§ **YOUR OBJECTIVE**
Pick each line containing the word "only" out of the data below.
>>>
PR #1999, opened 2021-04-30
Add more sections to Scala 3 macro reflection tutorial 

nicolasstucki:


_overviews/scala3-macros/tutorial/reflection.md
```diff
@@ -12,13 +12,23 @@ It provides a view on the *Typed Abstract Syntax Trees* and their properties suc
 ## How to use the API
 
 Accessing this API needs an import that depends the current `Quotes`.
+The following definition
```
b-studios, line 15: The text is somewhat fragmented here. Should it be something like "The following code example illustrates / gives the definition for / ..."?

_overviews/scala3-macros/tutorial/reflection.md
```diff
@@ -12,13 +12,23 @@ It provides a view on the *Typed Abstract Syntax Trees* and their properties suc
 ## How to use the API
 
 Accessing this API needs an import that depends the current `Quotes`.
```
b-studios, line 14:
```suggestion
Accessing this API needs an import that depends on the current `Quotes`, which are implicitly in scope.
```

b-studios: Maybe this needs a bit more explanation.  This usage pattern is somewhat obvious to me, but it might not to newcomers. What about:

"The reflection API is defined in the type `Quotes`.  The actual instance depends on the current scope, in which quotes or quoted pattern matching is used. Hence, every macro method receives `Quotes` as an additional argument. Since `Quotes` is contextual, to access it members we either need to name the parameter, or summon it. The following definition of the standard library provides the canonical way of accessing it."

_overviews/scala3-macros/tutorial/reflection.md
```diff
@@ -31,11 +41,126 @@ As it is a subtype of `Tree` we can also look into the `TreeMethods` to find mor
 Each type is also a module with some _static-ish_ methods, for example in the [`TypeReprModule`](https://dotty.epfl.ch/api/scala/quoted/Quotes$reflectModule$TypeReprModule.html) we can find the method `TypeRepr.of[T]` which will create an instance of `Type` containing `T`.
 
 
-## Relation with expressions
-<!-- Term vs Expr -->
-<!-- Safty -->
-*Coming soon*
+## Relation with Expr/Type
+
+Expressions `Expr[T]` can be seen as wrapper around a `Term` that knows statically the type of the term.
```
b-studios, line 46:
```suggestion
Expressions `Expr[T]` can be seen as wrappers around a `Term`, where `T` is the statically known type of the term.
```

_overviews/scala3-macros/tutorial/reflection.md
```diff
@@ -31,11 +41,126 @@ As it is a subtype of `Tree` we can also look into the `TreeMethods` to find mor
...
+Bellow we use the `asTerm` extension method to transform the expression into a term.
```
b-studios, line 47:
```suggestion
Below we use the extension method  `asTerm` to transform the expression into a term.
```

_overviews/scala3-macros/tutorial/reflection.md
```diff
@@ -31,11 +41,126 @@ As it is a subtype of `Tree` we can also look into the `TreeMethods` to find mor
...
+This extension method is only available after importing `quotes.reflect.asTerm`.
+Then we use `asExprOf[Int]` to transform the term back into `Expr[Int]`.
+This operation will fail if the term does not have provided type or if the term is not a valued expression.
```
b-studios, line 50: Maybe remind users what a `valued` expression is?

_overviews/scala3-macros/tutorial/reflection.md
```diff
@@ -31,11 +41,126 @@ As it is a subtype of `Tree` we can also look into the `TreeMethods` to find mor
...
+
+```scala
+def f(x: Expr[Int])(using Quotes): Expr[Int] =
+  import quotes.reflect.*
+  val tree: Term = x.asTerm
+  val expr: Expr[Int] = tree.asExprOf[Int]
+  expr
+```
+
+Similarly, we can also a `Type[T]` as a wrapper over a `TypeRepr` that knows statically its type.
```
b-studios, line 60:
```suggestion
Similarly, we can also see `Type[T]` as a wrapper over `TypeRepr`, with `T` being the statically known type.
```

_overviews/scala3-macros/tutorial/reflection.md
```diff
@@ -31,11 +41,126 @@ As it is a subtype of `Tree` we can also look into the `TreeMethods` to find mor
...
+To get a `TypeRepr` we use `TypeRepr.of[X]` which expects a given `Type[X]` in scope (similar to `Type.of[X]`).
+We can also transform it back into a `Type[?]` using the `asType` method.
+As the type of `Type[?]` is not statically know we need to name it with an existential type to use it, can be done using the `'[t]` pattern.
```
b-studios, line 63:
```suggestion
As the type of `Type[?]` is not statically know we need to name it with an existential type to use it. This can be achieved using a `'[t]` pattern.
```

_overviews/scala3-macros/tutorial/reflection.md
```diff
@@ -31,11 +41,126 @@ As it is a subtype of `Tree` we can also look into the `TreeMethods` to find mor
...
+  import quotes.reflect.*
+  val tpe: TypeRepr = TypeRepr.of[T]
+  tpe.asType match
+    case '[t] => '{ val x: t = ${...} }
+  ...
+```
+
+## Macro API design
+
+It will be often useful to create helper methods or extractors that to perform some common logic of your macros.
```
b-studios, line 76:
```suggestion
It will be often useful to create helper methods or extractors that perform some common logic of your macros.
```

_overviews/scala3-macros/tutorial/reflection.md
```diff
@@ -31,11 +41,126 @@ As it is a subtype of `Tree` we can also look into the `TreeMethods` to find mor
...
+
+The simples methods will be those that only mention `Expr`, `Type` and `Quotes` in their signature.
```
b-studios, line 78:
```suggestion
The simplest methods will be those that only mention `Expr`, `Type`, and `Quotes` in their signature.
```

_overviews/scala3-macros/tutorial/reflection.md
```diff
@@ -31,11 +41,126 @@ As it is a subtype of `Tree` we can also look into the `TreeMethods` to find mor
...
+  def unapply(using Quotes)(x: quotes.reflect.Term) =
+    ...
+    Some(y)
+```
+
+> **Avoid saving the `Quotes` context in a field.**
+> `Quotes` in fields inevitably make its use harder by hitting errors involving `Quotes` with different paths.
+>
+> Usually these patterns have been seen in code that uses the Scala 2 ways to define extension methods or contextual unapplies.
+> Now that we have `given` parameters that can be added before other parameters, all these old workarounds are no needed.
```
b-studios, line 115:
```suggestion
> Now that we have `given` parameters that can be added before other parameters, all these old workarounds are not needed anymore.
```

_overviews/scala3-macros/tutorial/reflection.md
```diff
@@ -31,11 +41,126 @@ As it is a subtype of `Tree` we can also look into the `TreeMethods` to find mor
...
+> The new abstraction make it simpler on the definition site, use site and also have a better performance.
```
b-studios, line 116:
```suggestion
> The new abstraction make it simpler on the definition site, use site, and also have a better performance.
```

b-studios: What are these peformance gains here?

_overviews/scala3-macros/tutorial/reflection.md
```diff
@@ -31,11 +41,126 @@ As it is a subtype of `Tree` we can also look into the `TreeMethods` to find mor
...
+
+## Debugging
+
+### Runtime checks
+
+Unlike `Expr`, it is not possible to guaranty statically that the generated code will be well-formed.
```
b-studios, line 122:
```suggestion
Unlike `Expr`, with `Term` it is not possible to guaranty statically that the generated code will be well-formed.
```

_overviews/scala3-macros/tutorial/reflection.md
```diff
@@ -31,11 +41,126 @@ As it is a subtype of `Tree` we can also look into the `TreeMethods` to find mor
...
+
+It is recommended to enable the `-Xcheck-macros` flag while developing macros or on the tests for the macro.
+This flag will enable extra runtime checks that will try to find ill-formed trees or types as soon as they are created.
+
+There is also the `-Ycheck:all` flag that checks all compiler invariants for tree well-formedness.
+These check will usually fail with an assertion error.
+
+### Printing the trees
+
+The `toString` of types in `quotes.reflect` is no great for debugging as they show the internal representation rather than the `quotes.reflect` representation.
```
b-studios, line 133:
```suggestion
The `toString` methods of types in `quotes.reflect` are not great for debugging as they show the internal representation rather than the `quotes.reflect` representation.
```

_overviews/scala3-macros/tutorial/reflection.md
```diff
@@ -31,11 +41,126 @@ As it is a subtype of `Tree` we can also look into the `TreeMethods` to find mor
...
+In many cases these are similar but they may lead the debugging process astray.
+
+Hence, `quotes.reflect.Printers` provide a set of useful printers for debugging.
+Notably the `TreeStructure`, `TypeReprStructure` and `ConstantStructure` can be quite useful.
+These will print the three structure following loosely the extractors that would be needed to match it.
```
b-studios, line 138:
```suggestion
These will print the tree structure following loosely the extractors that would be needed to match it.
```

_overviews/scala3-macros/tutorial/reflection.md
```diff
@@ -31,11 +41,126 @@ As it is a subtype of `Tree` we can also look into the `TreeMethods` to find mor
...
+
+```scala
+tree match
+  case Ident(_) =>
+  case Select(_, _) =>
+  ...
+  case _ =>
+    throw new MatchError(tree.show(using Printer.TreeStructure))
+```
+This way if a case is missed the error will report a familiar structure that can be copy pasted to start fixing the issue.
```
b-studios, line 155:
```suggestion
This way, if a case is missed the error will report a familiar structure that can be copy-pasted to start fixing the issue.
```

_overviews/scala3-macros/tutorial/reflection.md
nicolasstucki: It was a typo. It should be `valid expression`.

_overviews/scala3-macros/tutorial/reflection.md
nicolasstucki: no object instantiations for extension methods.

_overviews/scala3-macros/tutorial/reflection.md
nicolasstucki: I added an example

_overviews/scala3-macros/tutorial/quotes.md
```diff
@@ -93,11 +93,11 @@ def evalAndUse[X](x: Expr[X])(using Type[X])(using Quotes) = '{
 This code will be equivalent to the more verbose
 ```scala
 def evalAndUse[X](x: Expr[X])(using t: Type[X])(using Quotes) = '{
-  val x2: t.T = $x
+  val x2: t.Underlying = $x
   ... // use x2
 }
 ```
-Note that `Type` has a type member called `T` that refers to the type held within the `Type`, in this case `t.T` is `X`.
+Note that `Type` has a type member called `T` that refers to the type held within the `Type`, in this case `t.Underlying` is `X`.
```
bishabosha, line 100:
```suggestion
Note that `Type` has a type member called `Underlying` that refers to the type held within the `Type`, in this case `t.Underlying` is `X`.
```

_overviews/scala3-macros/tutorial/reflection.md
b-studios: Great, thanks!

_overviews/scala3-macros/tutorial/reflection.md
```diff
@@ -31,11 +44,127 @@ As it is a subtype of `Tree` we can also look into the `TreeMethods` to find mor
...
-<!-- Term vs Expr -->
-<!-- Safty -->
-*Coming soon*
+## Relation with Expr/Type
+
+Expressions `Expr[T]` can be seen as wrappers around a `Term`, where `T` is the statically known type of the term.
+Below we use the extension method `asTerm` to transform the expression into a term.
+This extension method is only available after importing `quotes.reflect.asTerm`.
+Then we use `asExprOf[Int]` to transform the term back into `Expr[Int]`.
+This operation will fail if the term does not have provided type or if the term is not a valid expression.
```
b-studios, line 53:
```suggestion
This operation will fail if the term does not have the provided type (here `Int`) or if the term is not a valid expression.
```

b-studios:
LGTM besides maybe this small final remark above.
<<<
§ **EXPECTED ANSWER**
+This extension method is only available after importing `quotes.reflect.asTerm`.
+The simples methods will be those that only mention `Expr`, `Type` and `Quotes` in their signature.
The simplest methods will be those that only mention `Expr`, `Type`, and `Quotes` in their signature.
+This extension method is only available after importing `quotes.reflect.asTerm`.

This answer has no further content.